TASK DIRECTIONS = Check every line below for the word "Tested" and show those that hold it.

*** SUPPLIED MATERIAL ***

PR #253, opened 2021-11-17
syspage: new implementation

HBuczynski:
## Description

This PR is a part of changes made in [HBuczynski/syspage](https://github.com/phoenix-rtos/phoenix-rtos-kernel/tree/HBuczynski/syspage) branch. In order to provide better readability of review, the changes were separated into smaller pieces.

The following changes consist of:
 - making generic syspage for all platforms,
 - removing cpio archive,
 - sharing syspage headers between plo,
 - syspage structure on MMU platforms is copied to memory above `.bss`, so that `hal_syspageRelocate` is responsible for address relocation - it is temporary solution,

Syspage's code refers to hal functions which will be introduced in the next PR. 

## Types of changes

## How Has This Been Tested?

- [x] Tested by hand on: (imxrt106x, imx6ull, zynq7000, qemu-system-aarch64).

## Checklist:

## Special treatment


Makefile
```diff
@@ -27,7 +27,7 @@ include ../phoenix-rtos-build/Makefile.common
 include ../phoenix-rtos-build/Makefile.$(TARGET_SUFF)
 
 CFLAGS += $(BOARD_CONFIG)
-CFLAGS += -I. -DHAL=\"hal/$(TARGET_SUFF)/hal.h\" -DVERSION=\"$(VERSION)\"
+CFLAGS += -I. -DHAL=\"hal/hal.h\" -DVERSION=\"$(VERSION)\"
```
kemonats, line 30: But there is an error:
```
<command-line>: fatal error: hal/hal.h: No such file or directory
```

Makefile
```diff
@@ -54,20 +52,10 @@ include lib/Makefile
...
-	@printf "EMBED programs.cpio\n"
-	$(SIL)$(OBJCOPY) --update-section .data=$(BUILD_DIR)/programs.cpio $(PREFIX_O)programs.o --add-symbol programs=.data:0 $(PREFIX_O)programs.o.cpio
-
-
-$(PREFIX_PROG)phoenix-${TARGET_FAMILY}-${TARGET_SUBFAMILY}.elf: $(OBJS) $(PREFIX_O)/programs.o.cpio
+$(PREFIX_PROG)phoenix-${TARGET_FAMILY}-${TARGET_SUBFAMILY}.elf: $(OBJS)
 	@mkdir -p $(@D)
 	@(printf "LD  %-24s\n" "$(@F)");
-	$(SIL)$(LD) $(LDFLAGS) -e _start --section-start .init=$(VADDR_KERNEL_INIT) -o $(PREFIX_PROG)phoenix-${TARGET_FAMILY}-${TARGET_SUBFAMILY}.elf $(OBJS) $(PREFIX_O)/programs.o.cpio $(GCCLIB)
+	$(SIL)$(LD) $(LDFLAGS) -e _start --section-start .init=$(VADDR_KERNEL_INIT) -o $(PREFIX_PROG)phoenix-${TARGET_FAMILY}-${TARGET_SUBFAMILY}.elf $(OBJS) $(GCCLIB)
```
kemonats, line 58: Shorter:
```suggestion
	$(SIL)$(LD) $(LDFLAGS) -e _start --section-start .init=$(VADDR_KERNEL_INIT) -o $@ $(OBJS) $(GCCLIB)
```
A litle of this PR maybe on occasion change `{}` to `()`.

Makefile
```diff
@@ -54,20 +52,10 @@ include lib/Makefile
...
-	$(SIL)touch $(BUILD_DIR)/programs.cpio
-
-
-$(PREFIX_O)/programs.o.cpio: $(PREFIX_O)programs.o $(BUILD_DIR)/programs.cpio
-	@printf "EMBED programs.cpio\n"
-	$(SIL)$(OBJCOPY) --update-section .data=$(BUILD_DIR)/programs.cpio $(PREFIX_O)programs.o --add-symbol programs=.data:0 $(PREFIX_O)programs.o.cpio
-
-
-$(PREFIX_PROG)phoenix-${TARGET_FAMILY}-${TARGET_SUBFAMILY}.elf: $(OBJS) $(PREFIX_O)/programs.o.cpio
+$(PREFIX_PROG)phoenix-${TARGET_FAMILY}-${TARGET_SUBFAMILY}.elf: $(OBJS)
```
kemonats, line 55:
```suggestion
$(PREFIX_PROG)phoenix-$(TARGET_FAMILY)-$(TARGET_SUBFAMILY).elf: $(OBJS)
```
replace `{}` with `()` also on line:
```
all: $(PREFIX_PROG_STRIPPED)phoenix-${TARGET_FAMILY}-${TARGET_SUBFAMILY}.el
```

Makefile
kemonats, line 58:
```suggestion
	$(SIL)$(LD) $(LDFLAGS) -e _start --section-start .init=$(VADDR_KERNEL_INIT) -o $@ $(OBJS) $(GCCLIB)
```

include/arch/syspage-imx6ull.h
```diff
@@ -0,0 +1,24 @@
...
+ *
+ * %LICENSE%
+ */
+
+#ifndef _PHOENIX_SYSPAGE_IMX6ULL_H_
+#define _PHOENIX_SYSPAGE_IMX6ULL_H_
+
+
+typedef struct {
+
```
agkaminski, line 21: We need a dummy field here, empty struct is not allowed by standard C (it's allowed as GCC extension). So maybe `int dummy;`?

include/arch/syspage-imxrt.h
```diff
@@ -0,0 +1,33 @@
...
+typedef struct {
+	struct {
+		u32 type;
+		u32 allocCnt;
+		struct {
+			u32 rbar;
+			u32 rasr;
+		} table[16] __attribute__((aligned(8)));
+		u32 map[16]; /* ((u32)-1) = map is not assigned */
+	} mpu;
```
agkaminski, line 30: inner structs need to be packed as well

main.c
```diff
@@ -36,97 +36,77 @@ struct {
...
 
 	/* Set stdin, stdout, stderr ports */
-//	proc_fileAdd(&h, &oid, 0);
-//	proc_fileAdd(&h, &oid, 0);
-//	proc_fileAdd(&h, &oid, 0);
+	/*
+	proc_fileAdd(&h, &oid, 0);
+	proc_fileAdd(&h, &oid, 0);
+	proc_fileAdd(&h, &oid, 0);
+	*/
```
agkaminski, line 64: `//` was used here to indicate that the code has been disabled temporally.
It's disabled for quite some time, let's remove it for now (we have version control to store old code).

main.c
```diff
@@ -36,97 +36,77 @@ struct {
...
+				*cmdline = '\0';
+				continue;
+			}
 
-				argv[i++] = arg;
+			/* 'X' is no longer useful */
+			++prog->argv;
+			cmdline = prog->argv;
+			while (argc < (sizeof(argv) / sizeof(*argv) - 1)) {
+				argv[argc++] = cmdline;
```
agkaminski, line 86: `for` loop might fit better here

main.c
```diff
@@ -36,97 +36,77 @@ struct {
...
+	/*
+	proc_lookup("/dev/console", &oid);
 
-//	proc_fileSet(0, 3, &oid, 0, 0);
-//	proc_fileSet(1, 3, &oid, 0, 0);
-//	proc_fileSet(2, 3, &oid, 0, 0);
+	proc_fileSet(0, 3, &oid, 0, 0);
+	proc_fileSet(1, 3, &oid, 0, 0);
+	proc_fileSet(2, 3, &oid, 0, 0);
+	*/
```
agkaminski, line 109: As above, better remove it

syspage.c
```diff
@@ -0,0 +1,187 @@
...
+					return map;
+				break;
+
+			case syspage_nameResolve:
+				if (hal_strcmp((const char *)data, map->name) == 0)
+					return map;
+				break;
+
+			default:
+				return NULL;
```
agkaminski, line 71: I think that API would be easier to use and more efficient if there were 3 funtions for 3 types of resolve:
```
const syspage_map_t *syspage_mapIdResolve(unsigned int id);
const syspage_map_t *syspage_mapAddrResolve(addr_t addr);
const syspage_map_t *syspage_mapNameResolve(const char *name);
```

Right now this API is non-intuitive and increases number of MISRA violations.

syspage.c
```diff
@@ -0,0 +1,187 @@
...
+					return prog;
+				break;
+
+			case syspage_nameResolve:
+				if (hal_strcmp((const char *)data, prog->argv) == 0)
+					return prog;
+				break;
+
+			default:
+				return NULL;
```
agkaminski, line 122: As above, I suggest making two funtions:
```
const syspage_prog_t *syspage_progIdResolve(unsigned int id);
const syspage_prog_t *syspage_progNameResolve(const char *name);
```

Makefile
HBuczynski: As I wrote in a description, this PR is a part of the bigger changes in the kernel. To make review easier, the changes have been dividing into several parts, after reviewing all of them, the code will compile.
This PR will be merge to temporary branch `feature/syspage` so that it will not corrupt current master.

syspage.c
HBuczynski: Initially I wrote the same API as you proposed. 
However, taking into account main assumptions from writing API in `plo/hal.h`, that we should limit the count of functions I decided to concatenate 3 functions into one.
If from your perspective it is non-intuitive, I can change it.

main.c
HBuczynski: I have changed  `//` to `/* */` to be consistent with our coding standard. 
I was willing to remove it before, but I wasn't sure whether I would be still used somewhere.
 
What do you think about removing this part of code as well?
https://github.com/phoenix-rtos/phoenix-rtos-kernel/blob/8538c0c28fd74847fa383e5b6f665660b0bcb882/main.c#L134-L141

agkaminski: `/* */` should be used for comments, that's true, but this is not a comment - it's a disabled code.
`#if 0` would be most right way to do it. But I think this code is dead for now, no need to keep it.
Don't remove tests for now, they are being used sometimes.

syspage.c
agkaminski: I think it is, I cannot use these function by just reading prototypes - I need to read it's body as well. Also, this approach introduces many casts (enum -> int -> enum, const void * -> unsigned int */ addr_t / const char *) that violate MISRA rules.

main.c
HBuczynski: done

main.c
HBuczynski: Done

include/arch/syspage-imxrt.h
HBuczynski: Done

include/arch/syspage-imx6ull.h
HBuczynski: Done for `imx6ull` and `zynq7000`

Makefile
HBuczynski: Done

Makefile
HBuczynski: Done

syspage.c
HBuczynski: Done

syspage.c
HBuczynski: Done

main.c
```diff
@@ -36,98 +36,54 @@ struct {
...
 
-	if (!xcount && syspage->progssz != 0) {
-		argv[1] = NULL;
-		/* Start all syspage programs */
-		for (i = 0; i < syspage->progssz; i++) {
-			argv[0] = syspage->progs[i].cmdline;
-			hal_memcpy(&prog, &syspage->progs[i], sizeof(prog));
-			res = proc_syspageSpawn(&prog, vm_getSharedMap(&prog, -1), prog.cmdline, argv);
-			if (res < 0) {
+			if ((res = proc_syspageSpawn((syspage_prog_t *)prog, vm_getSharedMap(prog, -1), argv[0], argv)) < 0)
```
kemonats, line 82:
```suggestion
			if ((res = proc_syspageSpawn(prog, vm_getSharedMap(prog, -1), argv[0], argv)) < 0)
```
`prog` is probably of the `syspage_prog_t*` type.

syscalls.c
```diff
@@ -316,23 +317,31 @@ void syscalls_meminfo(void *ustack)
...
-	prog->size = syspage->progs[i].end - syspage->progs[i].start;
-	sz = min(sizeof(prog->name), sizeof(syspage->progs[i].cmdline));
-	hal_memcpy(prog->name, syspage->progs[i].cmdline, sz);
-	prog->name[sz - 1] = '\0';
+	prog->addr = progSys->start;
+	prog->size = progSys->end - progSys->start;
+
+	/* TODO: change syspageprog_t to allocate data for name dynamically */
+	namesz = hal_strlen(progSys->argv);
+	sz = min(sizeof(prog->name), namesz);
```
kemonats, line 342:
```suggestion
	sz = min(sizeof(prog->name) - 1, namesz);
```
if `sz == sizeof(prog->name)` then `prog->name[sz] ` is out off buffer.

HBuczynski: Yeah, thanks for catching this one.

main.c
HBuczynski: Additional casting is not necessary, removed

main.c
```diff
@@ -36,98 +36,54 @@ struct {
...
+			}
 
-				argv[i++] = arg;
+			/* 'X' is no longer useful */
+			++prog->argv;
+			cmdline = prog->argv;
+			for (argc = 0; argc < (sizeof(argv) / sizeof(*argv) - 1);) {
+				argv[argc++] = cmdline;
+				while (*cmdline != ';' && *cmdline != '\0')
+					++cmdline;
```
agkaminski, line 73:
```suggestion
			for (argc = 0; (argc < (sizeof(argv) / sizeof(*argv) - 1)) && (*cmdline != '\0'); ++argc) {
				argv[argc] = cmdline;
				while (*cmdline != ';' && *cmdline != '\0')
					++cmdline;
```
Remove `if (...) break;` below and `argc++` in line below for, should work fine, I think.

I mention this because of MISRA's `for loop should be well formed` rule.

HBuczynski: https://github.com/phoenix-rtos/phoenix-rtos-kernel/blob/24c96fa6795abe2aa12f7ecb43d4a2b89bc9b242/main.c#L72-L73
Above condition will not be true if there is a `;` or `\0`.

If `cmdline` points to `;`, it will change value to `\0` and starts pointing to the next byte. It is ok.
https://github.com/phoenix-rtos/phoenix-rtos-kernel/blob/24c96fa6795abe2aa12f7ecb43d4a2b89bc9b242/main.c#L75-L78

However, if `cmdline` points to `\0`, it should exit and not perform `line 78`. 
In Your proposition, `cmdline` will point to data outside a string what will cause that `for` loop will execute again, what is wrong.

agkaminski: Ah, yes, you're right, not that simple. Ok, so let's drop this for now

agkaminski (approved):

*** End of SUPPLIED MATERIAL ***

WRITTEN ANSWER =
## How Has This Been Tested?
- [x] Tested by hand on: (imxrt106x, imx6ull, zynq7000, qemu-system-aarch64).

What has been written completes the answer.